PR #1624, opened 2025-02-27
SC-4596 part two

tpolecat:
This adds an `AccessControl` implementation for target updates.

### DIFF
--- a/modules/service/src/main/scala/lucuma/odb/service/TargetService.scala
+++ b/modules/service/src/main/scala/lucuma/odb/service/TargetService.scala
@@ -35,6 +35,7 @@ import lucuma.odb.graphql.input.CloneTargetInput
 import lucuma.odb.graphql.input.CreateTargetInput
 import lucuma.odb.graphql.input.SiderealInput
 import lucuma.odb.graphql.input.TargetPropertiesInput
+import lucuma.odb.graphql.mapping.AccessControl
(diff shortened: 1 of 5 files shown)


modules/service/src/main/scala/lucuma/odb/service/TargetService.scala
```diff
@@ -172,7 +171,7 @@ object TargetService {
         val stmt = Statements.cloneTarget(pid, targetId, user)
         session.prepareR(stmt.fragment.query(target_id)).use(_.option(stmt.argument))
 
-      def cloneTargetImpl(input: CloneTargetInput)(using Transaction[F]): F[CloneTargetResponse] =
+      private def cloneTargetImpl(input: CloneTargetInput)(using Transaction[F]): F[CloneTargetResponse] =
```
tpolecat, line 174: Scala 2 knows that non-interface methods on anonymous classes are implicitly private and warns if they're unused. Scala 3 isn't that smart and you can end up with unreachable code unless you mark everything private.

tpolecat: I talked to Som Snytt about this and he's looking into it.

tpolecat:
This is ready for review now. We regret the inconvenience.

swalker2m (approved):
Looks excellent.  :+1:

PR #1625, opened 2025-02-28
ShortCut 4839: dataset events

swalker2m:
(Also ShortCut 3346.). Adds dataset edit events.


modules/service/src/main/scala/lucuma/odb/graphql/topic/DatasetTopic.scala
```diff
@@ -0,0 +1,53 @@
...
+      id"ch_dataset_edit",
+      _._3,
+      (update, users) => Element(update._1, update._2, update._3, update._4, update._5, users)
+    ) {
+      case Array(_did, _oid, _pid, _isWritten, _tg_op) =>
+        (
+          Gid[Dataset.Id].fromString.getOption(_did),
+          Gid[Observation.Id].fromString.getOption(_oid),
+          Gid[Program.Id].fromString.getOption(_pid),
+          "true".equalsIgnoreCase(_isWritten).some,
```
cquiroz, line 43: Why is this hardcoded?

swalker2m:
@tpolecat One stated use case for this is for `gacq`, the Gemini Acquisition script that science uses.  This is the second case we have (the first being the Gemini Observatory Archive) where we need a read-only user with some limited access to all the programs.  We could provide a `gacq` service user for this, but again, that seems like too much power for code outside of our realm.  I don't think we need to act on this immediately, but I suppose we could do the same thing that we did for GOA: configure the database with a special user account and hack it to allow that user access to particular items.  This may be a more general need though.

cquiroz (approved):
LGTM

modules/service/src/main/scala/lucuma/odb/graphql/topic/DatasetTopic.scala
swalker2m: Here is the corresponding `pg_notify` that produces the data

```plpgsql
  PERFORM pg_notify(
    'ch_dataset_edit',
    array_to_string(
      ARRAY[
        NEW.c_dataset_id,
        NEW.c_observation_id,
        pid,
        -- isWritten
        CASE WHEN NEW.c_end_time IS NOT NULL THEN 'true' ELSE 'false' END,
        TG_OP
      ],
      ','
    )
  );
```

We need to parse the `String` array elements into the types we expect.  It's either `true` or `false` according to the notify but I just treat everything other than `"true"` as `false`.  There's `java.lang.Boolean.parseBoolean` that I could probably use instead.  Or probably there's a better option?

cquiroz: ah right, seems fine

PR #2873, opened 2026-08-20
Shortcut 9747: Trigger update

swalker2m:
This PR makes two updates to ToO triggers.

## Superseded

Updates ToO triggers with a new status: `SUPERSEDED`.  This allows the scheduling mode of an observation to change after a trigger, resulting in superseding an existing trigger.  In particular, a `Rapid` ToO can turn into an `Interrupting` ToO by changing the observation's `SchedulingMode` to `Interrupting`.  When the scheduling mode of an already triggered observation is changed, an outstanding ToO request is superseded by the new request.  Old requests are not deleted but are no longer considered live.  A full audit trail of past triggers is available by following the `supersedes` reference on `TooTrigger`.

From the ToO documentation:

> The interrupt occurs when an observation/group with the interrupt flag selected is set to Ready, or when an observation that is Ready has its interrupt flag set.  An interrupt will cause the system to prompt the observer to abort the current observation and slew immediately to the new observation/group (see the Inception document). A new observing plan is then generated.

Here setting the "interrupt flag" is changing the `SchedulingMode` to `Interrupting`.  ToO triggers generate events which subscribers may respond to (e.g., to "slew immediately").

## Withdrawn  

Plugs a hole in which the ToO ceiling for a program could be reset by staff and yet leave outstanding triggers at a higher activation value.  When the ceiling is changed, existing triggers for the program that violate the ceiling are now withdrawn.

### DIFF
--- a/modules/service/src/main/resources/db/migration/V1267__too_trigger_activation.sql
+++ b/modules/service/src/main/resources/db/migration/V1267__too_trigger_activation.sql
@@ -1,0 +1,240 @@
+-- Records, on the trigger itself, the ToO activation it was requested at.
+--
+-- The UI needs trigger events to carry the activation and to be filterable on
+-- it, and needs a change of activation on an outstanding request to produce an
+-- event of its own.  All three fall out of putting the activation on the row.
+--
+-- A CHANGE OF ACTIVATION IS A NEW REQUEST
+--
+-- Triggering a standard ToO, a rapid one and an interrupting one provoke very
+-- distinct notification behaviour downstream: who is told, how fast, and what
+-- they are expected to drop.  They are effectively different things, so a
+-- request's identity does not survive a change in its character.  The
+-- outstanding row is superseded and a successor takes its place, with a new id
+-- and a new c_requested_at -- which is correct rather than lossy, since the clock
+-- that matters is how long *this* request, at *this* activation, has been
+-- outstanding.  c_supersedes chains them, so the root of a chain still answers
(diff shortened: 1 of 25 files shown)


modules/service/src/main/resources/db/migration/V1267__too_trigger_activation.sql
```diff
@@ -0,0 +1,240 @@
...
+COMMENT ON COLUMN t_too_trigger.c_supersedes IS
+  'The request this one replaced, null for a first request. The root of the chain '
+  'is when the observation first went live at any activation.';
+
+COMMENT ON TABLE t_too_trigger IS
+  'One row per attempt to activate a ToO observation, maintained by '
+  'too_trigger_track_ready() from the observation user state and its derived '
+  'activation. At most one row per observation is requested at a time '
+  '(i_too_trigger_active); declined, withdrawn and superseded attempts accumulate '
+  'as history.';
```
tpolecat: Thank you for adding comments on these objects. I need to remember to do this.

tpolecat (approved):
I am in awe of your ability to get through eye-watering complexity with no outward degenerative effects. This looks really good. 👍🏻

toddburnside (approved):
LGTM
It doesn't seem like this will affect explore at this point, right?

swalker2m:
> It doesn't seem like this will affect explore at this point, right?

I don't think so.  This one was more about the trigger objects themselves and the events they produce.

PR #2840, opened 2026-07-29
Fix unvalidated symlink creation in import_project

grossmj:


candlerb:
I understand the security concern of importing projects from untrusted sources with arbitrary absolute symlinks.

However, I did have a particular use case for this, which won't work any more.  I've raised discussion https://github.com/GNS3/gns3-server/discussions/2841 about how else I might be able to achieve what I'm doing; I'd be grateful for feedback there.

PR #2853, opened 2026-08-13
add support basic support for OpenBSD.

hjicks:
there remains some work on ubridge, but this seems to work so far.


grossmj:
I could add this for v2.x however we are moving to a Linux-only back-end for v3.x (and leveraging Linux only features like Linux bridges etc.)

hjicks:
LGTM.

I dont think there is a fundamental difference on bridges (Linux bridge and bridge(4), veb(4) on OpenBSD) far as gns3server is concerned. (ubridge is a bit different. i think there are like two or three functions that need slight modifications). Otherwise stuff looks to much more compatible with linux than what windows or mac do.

TASK DESCRIPTION: From the entries above, copy every line where the word "changed" shows up.

OUTPUT BELOW:
Updates ToO triggers with a new status: `SUPERSEDED`.  This allows the scheduling mode of an observation to change after a trigger, resulting in superseding an existing trigger.  In particular, a `Rapid` ToO can turn into an `Interrupting` ToO by changing the observation's `SchedulingMode` to `Interrupting`.  When the scheduling mode of an already triggered observation is changed, an outstanding ToO request is superseded by the new request.  Old requests are not deleted but are no longer considered live.  A full audit trail of past triggers is available by following the `supersedes` reference on `TooTrigger`.
Plugs a hole in which the ToO ceiling for a program could be reset by staff and yet leave outstanding triggers at a higher activation value.  When the ceiling is changed, existing triggers for the program that violate the ceiling are now withdrawn.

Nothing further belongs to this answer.